- Exercise instructions:
Each record below is to be set down again precisely.

### Provided records

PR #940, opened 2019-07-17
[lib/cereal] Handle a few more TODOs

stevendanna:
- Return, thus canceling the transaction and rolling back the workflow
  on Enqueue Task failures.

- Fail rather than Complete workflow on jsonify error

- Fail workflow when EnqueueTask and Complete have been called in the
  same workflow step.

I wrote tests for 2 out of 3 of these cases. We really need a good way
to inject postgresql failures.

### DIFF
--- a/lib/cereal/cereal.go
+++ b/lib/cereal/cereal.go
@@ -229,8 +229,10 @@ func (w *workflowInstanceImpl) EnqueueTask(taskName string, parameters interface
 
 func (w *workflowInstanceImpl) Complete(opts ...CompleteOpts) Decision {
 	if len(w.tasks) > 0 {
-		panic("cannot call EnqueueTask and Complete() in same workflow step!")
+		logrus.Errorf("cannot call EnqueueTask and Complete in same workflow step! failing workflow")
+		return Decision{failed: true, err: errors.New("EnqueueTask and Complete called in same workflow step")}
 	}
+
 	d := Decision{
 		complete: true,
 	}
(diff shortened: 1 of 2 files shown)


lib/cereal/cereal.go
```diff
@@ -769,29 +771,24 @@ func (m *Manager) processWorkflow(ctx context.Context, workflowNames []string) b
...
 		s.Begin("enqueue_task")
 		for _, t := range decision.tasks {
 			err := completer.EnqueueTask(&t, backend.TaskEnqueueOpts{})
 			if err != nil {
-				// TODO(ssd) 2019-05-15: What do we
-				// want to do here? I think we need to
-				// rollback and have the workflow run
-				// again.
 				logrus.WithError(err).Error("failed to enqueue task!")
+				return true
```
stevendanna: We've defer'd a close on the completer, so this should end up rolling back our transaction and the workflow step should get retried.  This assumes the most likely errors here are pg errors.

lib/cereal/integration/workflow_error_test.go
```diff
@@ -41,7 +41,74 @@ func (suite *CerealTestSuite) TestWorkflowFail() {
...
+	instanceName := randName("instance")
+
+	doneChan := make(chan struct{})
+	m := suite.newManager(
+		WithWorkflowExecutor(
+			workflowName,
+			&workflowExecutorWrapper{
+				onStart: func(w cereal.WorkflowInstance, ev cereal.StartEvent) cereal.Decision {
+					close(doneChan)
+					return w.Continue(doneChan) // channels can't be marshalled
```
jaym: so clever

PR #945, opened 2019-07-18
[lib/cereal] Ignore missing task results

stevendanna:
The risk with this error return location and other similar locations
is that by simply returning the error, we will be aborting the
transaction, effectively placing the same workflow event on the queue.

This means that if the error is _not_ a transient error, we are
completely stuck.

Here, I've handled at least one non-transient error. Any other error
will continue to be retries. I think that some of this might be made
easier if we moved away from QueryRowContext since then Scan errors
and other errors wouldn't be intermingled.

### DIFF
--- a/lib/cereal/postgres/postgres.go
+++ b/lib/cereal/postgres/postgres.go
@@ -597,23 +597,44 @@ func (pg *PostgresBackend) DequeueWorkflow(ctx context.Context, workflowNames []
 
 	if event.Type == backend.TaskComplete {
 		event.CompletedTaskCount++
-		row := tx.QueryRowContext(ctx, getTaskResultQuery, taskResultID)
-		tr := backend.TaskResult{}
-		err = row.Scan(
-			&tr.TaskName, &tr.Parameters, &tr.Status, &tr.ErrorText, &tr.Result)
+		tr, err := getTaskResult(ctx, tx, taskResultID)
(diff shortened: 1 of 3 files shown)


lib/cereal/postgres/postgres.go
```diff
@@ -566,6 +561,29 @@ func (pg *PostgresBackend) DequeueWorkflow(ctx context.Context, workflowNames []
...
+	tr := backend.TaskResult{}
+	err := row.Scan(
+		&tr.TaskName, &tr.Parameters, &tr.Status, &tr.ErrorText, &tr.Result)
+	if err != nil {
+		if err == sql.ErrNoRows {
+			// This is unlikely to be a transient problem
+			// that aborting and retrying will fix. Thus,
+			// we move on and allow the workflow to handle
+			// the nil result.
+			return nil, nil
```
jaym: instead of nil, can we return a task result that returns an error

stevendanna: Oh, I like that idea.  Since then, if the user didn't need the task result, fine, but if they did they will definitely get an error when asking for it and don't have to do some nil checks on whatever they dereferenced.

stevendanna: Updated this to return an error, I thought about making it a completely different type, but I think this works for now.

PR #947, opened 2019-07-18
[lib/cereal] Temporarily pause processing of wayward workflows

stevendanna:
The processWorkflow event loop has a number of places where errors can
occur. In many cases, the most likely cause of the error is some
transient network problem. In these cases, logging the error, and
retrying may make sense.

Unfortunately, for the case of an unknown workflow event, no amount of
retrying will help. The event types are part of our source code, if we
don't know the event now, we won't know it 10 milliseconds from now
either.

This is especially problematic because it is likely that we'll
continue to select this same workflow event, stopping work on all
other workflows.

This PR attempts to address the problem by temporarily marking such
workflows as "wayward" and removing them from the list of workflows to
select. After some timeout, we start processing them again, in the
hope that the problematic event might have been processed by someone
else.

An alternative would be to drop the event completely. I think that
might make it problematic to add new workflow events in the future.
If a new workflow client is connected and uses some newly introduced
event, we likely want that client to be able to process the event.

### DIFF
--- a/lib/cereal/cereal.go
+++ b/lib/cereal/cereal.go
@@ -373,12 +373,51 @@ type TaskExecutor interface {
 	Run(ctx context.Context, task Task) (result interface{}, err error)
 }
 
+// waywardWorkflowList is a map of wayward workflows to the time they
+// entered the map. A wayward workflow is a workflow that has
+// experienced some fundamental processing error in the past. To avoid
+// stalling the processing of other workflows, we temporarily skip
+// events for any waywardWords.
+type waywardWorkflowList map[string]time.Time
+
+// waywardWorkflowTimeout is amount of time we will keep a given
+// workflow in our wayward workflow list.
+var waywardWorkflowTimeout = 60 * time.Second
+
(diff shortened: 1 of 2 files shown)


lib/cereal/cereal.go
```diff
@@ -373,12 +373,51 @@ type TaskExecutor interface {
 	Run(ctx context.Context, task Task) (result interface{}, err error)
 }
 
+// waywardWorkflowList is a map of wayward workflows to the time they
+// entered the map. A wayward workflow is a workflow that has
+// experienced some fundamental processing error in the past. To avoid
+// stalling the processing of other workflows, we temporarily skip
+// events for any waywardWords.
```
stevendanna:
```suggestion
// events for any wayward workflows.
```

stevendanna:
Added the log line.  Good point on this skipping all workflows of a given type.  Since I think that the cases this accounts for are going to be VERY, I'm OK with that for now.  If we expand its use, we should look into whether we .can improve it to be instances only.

######

- Answer box:
PR #940, opened 2019-07-17
[lib/cereal] Handle a few more TODOs

stevendanna:
- Return, thus canceling the transaction and rolling back the workflow
  on Enqueue Task failures.

- Fail rather than Complete workflow on jsonify error

- Fail workflow when EnqueueTask and Complete have been called in the
  same workflow step.

I wrote tests for 2 out of 3 of these cases. We really need a good way
to inject postgresql failures.

### DIFF
--- a/lib/cereal/cereal.go
+++ b/lib/cereal/cereal.go
@@ -229,8 +229,10 @@ func (w *workflowInstanceImpl) EnqueueTask(taskName string, parameters interface
 
 func (w *workflowInstanceImpl) Complete(opts ...CompleteOpts) Decision {
 	if len(w.tasks) > 0 {
-		panic("cannot call EnqueueTask and Complete() in same workflow step!")
+		logrus.Errorf("cannot call EnqueueTask and Complete in same workflow step! failing workflow")
+		return Decision{failed: true, err: errors.New("EnqueueTask and Complete called in same workflow step")}
 	}
+
 	d := Decision{
 		complete: true,
 	}
(diff shortened: 1 of 2 files shown)


lib/cereal/cereal.go
```diff
@@ -769,29 +771,24 @@ func (m *Manager) processWorkflow(ctx context.Context, workflowNames []string) b
...
 		s.Begin("enqueue_task")
 		for _, t := range decision.tasks {
 			err := completer.EnqueueTask(&t, backend.TaskEnqueueOpts{})
 			if err != nil {
-				// TODO(ssd) 2019-05-15: What do we
-				// want to do here? I think we need to
-				// rollback and have the workflow run
-				// again.
 				logrus.WithError(err).Error("failed to enqueue task!")
+				return true
```
stevendanna: We've defer'd a close on the completer, so this should end up rolling back our transaction and the workflow step should get retried.  This assumes the most likely errors here are pg errors.

lib/cereal/integration/workflow_error_test.go
```diff
@@ -41,7 +41,74 @@ func (suite *CerealTestSuite) TestWorkflowFail() {
...
+	instanceName := randName("instance")
+
+	doneChan := make(chan struct{})
+	m := suite.newManager(
+		WithWorkflowExecutor(
+			workflowName,
+			&workflowExecutorWrapper{
+				onStart: func(w cereal.WorkflowInstance, ev cereal.StartEvent) cereal.Decision {
+					close(doneChan)
+					return w.Continue(doneChan) // channels can't be marshalled
```
jaym: so clever

PR #945, opened 2019-07-18
[lib/cereal] Ignore missing task results

stevendanna:
The risk with this error return location and other similar locations
is that by simply returning the error, we will be aborting the
transaction, effectively placing the same workflow event on the queue.

This means that if the error is _not_ a transient error, we are
completely stuck.

Here, I've handled at least one non-transient error. Any other error
will continue to be retries. I think that some of this might be made
easier if we moved away from QueryRowContext since then Scan errors
and other errors wouldn't be intermingled.

### DIFF
--- a/lib/cereal/postgres/postgres.go
+++ b/lib/cereal/postgres/postgres.go
@@ -597,23 +597,44 @@ func (pg *PostgresBackend) DequeueWorkflow(ctx context.Context, workflowNames []
 
 	if event.Type == backend.TaskComplete {
 		event.CompletedTaskCount++
-		row := tx.QueryRowContext(ctx, getTaskResultQuery, taskResultID)
-		tr := backend.TaskResult{}
-		err = row.Scan(
-			&tr.TaskName, &tr.Parameters, &tr.Status, &tr.ErrorText, &tr.Result)
+		tr, err := getTaskResult(ctx, tx, taskResultID)
(diff shortened: 1 of 3 files shown)


lib/cereal/postgres/postgres.go
```diff
@@ -566,6 +561,29 @@ func (pg *PostgresBackend) DequeueWorkflow(ctx context.Context, workflowNames []
...
+	tr := backend.TaskResult{}
+	err := row.Scan(
+		&tr.TaskName, &tr.Parameters, &tr.Status, &tr.ErrorText, &tr.Result)
+	if err != nil {
+		if err == sql.ErrNoRows {
+			// This is unlikely to be a transient problem
+			// that aborting and retrying will fix. Thus,
+			// we move on and allow the workflow to handle
+			// the nil result.
+			return nil, nil
```
jaym: instead of nil, can we return a task result that returns an error

stevendanna: Oh, I like that idea.  Since then, if the user didn't need the task result, fine, but if they did they will definitely get an error when asking for it and don't have to do some nil checks on whatever they dereferenced.

stevendanna: Updated this to return an error, I thought about making it a completely different type, but I think this works for now.

PR #947, opened 2019-07-18
[lib/cereal] Temporarily pause processing of wayward workflows

stevendanna:
The processWorkflow event loop has a number of places where errors can
occur. In many cases, the most likely cause of the error is some
transient network problem. In these cases, logging the error, and
retrying may make sense.

Unfortunately, for the case of an unknown workflow event, no amount of
retrying will help. The event types are part of our source code, if we
don't know the event now, we won't know it 10 milliseconds from now
either.

This is especially problematic because it is likely that we'll
continue to select this same workflow event, stopping work on all
other workflows.

This PR attempts to address the problem by temporarily marking such
workflows as "wayward" and removing them from the list of workflows to
select. After some timeout, we start processing them again, in the
hope that the problematic event might have been processed by someone
else.

An alternative would be to drop the event completely. I think that
might make it problematic to add new workflow events in the future.
If a new workflow client is connected and uses some newly introduced
event, we likely want that client to be able to process the event.

### DIFF
--- a/lib/cereal/cereal.go
+++ b/lib/cereal/cereal.go
@@ -373,12 +373,51 @@ type TaskExecutor interface {
 	Run(ctx context.Context, task Task) (result interface{}, err error)
 }
 
+// waywardWorkflowList is a map of wayward workflows to the time they
+// entered the map. A wayward workflow is a workflow that has
+// experienced some fundamental processing error in the past. To avoid
+// stalling the processing of other workflows, we temporarily skip
+// events for any waywardWords.
+type waywardWorkflowList map[string]time.Time
+
+// waywardWorkflowTimeout is amount of time we will keep a given
+// workflow in our wayward workflow list.
+var waywardWorkflowTimeout = 60 * time.Second
+
(diff shortened: 1 of 2 files shown)


lib/cereal/cereal.go
```diff
@@ -373,12 +373,51 @@ type TaskExecutor interface {
 	Run(ctx context.Context, task Task) (result interface{}, err error)
 }
 
+// waywardWorkflowList is a map of wayward workflows to the time they
+// entered the map. A wayward workflow is a workflow that has
+// experienced some fundamental processing error in the past. To avoid
+// stalling the processing of other workflows, we temporarily skip
+// events for any waywardWords.
```
stevendanna:
```suggestion
// events for any wayward workflows.
```

stevendanna:
Added the log line.  Good point on this skipping all workflows of a given type.  Since I think that the cases this accounts for are going to be VERY, I'm OK with that for now.  If we expand its use, we should look into whether we .can improve it to be instances only.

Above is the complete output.